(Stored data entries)
*-*-*

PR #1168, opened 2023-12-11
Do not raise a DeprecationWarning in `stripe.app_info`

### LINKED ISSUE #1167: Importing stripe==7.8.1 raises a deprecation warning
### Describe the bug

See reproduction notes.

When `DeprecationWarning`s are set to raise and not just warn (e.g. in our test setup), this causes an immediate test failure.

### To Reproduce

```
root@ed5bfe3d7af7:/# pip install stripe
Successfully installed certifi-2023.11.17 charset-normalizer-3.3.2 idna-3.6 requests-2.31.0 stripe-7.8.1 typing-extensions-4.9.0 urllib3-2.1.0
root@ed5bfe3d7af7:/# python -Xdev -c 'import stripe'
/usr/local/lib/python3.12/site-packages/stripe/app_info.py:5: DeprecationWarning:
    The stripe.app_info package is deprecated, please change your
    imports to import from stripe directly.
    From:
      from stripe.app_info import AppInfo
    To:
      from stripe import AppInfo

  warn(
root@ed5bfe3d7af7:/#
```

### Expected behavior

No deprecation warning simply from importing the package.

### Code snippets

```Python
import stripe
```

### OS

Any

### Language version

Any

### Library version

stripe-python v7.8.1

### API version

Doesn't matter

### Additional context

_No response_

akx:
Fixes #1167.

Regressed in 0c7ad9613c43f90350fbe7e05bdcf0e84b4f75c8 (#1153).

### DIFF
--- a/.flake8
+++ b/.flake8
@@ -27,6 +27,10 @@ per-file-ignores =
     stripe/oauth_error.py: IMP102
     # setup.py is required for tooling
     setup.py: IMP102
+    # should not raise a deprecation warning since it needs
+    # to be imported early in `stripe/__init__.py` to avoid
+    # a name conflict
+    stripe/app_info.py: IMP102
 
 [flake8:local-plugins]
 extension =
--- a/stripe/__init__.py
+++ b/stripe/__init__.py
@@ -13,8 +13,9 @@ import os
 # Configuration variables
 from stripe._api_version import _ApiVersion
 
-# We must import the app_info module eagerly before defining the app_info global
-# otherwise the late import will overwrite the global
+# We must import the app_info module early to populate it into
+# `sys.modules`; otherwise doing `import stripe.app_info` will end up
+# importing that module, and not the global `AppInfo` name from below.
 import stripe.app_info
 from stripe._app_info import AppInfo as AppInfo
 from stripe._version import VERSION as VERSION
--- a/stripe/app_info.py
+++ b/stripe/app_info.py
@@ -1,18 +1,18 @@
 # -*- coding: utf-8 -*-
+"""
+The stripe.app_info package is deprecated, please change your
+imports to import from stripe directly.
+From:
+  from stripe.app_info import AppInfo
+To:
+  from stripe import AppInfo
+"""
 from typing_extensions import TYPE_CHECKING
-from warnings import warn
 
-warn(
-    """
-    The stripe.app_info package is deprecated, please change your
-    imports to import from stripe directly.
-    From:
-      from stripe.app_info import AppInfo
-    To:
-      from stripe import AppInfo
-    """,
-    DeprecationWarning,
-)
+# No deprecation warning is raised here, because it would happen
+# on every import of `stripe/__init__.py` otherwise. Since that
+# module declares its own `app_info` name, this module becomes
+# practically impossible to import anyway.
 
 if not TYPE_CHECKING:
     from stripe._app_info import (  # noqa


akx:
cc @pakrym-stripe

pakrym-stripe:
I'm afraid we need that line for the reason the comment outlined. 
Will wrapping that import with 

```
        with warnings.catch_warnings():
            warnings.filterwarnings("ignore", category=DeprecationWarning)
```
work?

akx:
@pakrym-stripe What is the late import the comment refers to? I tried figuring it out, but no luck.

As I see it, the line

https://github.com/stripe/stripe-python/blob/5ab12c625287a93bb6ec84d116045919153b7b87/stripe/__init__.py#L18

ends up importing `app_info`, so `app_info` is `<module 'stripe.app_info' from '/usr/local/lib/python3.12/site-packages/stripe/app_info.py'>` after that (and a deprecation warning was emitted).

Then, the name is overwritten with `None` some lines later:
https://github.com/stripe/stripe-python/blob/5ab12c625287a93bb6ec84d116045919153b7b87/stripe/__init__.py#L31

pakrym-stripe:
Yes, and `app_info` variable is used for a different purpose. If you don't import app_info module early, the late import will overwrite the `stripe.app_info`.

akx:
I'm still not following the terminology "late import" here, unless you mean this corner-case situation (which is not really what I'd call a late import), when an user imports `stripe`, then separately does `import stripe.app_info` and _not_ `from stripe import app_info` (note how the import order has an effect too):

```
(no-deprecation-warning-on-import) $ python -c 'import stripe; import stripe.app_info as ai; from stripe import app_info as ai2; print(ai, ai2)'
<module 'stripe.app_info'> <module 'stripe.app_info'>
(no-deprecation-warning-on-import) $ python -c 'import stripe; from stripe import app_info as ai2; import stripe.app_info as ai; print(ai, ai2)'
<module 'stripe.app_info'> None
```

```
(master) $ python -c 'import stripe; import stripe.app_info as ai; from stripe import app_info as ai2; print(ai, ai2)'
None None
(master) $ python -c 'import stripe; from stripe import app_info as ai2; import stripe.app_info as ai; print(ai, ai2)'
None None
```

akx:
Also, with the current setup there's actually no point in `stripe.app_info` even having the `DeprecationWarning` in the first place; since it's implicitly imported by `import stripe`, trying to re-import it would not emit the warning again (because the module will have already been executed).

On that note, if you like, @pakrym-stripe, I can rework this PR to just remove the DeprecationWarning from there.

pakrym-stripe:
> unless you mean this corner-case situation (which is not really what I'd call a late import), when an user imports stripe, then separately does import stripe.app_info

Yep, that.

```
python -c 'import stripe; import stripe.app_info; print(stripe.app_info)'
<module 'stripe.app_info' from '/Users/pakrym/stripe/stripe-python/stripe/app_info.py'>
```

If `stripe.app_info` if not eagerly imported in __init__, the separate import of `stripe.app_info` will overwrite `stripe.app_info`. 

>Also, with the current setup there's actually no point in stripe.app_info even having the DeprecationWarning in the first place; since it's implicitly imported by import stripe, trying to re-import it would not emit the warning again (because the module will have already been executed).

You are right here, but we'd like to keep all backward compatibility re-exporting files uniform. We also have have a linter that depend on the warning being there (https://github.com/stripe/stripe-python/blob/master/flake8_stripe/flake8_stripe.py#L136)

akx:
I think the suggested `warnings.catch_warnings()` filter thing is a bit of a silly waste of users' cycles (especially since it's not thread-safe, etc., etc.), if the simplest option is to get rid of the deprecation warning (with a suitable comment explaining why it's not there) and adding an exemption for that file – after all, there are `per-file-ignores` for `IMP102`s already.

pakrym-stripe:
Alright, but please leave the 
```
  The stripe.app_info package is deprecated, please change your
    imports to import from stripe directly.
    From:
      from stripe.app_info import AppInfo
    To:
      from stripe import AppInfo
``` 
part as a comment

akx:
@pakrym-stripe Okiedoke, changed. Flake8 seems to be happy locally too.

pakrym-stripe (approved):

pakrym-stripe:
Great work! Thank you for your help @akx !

*-*-*

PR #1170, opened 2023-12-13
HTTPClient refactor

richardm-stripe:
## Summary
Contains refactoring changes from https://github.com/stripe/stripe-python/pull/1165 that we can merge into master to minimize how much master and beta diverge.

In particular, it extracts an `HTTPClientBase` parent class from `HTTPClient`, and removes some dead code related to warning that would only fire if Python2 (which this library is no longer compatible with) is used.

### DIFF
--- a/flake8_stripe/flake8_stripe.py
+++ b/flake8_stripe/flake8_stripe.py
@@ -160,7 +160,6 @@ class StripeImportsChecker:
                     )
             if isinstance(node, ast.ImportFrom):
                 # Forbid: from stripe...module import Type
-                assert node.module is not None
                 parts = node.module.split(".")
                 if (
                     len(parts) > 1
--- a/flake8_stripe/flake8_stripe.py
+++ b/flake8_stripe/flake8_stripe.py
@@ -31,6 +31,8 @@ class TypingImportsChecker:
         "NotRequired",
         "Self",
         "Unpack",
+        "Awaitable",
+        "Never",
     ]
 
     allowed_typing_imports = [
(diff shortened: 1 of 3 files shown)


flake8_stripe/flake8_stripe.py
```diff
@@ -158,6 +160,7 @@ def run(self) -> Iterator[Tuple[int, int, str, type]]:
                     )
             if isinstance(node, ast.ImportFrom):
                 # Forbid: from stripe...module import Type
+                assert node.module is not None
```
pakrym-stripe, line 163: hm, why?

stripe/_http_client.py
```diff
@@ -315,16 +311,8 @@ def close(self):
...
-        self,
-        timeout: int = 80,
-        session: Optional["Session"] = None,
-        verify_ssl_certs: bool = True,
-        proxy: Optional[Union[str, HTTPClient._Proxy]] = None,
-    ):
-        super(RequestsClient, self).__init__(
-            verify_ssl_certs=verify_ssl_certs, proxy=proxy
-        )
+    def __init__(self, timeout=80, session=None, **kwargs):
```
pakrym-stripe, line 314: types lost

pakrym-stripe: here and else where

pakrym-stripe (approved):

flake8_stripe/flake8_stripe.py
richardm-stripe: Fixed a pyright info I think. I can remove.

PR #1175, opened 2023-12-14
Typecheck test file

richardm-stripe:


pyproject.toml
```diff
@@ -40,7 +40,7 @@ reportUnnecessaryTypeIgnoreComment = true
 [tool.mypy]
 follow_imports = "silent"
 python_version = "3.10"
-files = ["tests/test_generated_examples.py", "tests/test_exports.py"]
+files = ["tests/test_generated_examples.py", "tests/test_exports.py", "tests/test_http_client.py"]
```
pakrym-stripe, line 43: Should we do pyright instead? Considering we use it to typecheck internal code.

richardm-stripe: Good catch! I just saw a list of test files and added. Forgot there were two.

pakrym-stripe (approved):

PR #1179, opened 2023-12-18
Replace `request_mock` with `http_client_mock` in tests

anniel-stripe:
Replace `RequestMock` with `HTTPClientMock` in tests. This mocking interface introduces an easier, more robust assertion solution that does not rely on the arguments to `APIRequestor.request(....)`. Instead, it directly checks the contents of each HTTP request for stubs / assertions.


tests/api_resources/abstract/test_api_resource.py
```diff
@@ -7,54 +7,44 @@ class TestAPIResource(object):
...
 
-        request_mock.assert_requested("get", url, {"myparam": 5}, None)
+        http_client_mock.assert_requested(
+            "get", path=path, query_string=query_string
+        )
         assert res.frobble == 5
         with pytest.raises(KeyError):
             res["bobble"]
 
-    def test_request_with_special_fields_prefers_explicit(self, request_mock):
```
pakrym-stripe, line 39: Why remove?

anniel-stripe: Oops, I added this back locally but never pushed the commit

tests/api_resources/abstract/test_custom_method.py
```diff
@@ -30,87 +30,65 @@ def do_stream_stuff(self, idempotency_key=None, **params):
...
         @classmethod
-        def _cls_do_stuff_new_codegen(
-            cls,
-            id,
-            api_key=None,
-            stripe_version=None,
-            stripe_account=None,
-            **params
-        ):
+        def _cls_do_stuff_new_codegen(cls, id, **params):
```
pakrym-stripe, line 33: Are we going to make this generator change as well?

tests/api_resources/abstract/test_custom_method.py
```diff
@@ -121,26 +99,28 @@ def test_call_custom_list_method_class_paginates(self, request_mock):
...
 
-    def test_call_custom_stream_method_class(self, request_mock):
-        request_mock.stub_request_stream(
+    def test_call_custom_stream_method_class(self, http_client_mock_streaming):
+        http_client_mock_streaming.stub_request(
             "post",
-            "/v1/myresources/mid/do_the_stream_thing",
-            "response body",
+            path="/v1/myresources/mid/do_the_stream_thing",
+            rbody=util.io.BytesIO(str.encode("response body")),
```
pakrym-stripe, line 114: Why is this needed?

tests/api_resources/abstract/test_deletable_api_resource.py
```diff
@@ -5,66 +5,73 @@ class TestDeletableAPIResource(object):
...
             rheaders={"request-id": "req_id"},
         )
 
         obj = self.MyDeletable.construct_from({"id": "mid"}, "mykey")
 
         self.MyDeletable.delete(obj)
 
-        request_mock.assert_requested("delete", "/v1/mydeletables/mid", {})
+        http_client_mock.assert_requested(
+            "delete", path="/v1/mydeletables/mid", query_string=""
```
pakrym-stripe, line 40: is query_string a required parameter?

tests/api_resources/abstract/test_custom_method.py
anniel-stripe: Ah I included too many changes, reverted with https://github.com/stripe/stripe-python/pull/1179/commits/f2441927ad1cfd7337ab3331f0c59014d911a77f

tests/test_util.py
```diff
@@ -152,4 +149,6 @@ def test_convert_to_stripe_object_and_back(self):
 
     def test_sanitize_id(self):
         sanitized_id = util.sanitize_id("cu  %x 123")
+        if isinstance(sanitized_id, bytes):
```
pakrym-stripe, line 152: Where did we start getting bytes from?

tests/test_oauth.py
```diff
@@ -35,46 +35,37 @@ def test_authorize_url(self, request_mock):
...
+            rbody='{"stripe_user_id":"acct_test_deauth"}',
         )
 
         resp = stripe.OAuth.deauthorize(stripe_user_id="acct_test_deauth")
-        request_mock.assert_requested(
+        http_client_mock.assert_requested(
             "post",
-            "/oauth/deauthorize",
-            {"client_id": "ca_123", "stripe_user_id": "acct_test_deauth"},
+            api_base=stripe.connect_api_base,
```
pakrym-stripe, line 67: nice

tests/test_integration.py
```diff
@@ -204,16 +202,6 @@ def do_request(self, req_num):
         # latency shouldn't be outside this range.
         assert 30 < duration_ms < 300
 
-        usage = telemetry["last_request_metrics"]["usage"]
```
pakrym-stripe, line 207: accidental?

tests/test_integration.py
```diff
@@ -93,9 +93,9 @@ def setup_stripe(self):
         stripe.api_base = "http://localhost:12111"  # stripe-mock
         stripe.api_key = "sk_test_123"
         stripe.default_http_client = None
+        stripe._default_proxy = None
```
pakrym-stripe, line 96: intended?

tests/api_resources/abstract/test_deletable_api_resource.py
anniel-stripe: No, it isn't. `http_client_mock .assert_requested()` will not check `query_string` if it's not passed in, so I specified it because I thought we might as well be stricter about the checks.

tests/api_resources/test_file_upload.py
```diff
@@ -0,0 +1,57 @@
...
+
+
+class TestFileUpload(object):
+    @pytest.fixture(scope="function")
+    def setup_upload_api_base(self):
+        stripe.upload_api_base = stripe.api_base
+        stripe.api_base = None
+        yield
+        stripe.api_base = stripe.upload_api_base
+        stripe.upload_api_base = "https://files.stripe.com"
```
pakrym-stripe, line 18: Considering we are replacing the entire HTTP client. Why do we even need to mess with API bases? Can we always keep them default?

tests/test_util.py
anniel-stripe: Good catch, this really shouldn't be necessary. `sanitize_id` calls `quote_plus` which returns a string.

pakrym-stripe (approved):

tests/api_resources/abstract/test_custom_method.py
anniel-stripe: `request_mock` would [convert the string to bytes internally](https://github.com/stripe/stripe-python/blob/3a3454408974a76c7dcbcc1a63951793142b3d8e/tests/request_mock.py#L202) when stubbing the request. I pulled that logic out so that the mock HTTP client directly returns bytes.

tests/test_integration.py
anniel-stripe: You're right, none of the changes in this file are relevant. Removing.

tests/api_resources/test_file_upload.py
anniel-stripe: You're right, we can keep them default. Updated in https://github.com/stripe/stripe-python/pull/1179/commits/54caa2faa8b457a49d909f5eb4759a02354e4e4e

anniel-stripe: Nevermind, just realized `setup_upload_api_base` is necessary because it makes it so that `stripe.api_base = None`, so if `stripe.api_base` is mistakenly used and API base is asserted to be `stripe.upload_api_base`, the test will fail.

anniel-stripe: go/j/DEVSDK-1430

*-*-*

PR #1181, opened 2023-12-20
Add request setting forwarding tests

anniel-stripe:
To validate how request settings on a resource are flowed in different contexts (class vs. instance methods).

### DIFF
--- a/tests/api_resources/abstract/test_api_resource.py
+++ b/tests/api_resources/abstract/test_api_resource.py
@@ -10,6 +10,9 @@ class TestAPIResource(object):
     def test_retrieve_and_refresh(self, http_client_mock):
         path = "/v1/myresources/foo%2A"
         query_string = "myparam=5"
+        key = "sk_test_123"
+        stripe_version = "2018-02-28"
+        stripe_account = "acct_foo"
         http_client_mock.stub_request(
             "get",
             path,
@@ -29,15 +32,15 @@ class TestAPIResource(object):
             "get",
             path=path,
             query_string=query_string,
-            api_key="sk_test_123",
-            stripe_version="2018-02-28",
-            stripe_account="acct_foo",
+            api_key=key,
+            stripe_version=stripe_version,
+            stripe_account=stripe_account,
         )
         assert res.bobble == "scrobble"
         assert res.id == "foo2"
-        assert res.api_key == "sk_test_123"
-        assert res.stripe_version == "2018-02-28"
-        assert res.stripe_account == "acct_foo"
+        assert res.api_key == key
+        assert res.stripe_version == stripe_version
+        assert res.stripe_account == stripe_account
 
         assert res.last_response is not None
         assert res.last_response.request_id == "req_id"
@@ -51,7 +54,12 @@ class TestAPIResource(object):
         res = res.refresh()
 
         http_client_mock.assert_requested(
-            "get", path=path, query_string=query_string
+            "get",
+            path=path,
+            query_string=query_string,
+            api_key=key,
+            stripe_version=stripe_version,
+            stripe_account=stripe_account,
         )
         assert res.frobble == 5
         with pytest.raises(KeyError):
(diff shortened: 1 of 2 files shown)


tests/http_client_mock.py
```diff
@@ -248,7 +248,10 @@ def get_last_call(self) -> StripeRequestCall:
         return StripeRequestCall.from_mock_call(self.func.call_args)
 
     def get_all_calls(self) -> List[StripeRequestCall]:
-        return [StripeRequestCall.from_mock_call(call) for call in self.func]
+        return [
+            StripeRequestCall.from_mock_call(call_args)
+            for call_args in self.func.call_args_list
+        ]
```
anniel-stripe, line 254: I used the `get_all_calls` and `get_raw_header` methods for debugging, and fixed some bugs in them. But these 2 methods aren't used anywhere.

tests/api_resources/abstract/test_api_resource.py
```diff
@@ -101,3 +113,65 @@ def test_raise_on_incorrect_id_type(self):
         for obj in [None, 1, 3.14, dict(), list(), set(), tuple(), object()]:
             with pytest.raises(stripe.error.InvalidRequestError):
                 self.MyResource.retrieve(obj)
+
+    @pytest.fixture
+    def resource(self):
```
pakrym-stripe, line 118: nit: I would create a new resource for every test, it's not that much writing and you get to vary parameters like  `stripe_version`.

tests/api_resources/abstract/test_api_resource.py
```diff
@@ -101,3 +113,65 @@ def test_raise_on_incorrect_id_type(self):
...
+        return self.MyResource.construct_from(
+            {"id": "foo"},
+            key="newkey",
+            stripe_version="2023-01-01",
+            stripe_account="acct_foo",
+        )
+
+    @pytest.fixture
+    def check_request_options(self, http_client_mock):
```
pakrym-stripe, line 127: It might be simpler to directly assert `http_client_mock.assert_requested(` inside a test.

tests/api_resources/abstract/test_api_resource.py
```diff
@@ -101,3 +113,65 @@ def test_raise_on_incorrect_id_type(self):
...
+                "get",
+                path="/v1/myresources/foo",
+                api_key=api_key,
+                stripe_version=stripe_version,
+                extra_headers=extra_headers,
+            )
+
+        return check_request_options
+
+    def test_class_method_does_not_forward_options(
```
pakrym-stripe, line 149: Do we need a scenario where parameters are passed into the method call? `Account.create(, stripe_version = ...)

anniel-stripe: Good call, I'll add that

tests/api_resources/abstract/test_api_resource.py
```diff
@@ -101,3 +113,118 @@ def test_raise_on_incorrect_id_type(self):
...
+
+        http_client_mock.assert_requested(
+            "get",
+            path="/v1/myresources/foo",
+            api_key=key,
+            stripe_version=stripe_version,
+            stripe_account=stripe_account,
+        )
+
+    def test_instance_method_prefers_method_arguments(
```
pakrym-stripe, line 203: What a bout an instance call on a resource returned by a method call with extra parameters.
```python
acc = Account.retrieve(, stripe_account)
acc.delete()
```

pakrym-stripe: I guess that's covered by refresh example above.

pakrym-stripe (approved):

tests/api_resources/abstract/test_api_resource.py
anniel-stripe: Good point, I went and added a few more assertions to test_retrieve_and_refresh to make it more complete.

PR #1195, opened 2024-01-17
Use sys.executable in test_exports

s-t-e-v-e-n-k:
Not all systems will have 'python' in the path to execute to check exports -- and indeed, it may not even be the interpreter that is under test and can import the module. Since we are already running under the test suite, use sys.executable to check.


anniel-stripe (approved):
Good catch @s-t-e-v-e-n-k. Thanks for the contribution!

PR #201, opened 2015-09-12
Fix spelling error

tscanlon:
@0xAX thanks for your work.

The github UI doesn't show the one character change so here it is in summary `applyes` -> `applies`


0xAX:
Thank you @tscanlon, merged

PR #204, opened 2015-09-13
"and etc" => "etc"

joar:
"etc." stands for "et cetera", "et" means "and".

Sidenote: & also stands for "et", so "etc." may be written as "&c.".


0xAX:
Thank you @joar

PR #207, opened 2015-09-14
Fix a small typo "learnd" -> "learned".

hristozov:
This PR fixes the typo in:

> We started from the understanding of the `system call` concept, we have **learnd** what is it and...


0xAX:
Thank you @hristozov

*-*-*

Your instructions: Find "global" in the data above. Report each line where it appears.

Worked solution:
-# We must import the app_info module eagerly before defining the app_info global
-# otherwise the late import will overwrite the global
+# importing that module, and not the global `AppInfo` name from below.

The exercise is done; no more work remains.